### DIRECTIONS:
Please keep to the lines below from the one with "- separate MCP" through the one with "Issue #1938 reproduces", and restate them word for word, ends included.
Content starts
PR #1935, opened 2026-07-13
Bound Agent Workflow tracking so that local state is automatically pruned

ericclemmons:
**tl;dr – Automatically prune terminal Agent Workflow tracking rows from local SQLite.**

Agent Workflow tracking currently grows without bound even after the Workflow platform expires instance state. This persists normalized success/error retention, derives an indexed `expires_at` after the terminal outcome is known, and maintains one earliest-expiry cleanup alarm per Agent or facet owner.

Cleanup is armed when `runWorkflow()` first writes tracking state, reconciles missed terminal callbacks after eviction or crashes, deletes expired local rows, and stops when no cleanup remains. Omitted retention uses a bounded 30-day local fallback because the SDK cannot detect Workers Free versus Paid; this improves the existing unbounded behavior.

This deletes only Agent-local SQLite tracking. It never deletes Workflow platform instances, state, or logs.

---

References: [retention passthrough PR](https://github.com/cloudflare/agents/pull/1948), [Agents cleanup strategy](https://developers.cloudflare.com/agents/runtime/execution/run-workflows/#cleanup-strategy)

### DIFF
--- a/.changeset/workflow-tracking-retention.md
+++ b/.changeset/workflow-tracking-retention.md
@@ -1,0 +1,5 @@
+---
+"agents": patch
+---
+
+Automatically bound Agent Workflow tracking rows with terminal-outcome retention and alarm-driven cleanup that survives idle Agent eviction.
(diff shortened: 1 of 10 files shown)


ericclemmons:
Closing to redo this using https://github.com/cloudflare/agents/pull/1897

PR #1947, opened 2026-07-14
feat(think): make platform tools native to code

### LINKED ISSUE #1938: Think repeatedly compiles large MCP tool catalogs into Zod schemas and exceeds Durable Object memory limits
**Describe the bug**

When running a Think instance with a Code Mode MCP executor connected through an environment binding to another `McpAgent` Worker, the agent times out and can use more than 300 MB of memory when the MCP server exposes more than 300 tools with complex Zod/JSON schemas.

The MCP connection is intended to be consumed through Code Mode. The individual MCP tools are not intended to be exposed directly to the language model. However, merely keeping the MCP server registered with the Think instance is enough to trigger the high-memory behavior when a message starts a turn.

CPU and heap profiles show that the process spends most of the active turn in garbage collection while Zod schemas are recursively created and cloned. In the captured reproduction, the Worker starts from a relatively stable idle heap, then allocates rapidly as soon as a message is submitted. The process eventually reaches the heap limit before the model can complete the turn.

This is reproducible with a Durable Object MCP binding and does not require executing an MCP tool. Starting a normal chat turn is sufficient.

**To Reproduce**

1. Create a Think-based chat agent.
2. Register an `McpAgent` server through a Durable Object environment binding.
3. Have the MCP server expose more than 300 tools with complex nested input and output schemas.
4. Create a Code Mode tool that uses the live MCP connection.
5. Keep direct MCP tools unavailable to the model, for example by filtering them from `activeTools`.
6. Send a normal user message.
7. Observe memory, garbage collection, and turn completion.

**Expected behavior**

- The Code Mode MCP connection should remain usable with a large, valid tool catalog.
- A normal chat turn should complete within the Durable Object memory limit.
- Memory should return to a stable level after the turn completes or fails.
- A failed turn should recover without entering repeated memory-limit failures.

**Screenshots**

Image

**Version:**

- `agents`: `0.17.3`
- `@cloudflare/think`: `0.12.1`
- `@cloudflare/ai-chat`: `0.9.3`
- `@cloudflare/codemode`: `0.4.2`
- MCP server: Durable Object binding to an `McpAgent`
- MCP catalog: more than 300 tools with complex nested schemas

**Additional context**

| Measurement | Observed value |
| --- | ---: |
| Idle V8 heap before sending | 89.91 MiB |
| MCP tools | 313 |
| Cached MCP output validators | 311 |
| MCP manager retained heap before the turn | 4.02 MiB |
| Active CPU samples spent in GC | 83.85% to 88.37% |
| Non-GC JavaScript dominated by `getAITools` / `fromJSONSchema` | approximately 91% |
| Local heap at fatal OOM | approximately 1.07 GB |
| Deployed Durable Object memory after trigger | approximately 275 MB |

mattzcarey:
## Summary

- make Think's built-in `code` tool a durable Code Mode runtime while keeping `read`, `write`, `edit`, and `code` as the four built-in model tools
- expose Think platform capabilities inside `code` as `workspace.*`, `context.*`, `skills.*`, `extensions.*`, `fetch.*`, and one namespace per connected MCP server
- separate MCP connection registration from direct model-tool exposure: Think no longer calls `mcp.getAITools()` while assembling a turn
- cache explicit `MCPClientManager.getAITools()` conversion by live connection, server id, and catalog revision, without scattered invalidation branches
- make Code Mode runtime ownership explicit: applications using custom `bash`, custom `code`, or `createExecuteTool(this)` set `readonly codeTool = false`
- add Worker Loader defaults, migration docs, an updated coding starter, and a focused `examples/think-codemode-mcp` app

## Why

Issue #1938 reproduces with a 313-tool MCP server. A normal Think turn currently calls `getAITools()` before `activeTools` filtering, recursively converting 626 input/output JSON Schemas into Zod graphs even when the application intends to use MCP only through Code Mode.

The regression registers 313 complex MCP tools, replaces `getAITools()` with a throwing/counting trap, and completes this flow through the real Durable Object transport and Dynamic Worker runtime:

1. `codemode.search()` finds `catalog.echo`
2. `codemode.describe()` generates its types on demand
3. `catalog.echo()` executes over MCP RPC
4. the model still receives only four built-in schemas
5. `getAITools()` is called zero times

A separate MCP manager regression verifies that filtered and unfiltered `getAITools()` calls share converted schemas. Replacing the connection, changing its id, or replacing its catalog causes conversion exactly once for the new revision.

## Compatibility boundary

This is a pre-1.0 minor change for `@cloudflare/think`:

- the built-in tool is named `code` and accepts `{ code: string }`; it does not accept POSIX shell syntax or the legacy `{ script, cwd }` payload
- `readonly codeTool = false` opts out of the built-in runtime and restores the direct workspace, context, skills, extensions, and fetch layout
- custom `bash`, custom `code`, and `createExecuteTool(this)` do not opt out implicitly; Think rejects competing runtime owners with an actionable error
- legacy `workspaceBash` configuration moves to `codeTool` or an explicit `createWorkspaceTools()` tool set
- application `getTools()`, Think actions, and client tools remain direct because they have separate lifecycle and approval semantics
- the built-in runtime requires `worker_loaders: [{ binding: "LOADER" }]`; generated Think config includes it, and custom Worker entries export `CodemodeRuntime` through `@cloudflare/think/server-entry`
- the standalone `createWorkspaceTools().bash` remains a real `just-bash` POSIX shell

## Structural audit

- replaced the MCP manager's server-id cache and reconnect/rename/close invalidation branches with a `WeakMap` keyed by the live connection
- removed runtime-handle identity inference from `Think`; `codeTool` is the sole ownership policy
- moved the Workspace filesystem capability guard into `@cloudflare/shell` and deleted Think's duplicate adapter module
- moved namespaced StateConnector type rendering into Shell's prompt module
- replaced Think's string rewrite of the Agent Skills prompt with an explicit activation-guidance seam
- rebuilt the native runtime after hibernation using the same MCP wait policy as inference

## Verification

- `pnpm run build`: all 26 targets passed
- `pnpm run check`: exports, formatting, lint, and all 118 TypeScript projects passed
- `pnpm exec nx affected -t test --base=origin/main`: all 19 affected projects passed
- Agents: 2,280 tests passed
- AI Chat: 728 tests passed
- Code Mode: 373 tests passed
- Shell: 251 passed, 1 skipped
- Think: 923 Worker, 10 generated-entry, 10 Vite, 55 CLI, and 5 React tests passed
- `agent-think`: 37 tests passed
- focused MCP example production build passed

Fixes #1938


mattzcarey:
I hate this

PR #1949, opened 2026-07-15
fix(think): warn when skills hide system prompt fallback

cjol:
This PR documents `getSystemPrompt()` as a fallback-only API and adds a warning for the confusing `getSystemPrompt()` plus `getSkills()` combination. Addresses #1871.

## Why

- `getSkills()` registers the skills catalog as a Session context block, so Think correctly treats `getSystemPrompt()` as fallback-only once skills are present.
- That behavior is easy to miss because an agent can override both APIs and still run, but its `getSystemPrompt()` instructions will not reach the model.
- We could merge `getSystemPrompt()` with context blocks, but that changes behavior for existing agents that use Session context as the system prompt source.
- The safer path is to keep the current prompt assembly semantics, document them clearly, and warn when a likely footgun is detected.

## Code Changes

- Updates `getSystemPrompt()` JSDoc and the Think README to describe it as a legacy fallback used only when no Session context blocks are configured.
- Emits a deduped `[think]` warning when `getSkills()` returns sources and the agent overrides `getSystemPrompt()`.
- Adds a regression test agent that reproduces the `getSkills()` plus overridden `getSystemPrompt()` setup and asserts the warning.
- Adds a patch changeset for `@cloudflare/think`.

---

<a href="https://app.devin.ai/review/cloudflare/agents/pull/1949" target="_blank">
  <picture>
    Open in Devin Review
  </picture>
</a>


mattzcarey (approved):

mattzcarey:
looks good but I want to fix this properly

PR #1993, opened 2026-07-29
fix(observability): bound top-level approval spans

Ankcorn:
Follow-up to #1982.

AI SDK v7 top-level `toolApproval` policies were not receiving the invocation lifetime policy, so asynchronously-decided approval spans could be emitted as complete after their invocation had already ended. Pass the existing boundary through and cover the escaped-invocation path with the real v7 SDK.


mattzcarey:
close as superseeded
Content ends
### ANSWER TO THIS PROBLEM:
- separate MCP connection registration from direct model-tool exposure: Think no longer calls `mcp.getAITools()` while assembling a turn
- cache explicit `MCPClientManager.getAITools()` conversion by live connection, server id, and catalog revision, without scattered invalidation branches
- make Code Mode runtime ownership explicit: applications using custom `bash`, custom `code`, or `createExecuteTool(this)` set `readonly codeTool = false`
- add Worker Loader defaults, migration docs, an updated coding starter, and a focused `examples/think-codemode-mcp` app

## Why

Issue #1938 reproduces with a 313-tool MCP server. A normal Think turn currently calls `getAITools()` before `activeTools` filtering, recursively converting 626 input/output JSON Schemas into Zod graphs even when the application intends to use MCP only through Code Mode.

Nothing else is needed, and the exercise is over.